◆ **WHAT THE EXERCISE ASKS**:
Which lines in the data below contain the string "file"? Show each one.

◆ **Saved entries**:
PR #3371, opened 2019-06-12
Add userspace object to loadable application binaries

kishore-sn:
This PR contains 2 commits as below:

**commit 6597add05af1b83a8a4d78874bd9ec7294dfc292**

    The userspace object is used to share some information from the
    user space binary to the kernel. In case of loadable apps, we require
    task_startup(), pthread_startup() and signal_handler() api's to be
    shared from app to kernel. These api's are shared as pointers in the
    userspace object.

    If the userspace object is not included in the app binary, then the
    kernel would use the api's from the common user binary instead of the
    app binary. Then the call sequence would be kernel -> user binary -> app binary.
    This is wrong since we dont want calls to go through the common user binary.

    In this new implementation the userspace object will be placed at the beginning
    of the app binary at an offset of 4 bytes. The first 4 bytes contain a pointer to
    the app's heap object. This is followed by the userspace object and then the text
    section of the app binary.

**commit 4fdcb4e1e8476852c94e946ccc5902557b782a53**

    os/board: Move the userspace file to common folder

    The userspace.c file is not board specific. So, move it
    from the board specific folder into common folder.


seinfra:
Target : [6597add05af1b83a8a4d78874bd9ec7294dfc292] - Code Rule Check (C++) OK.

seinfra:
Target : [6597add05af1b83a8a4d78874bd9ec7294dfc292] - Code Rule Check OK.

seinfra:
Target : [7fe25488b49430c076efdd250070068e684c0cf5] - Code Rule Check OK.

seinfra:
Target : [7fe25488b49430c076efdd250070068e684c0cf5] - Code Rule Check (C++) OK.

os/arch/arm/src/armv7-m/up_svcall.c
```diff
@@ -350,7 +350,22 @@ int up_svcall(int irq, FAR void *context, FAR void *arg)
...
 
-		regs[REG_PC] = (uint32_t)USERSPACE->task_startup;
+#ifdef CONFIG_APP_BINARY_SEPARATION
+		/* While starting loadable apps, we cannot go through the
+		* USERSPACE->task_startup method. Instead we pick the PC value
+		* from the app's userspace object stored in its tcb.
+		*
+		* Here, we check if this task is a loadable app (non-zero ram_start)
+		*/
+		if (((struct tcb_s*)sched_self())->ram_start) {
```
jeongchanKim: Please add space between `tcb_s` and `*`.

kishore-sn: fixed

seinfra:
Target : [b5348024f1090e17765b5246762dd234e4137ae6] - Code Rule Check (C++) OK.

seinfra:
Target : [b5348024f1090e17765b5246762dd234e4137ae6] - Code Rule Check OK.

◆ **RESULT BELOW**:
    os/board: Move the userspace file to common folder
    The userspace.c file is not board specific. So, move it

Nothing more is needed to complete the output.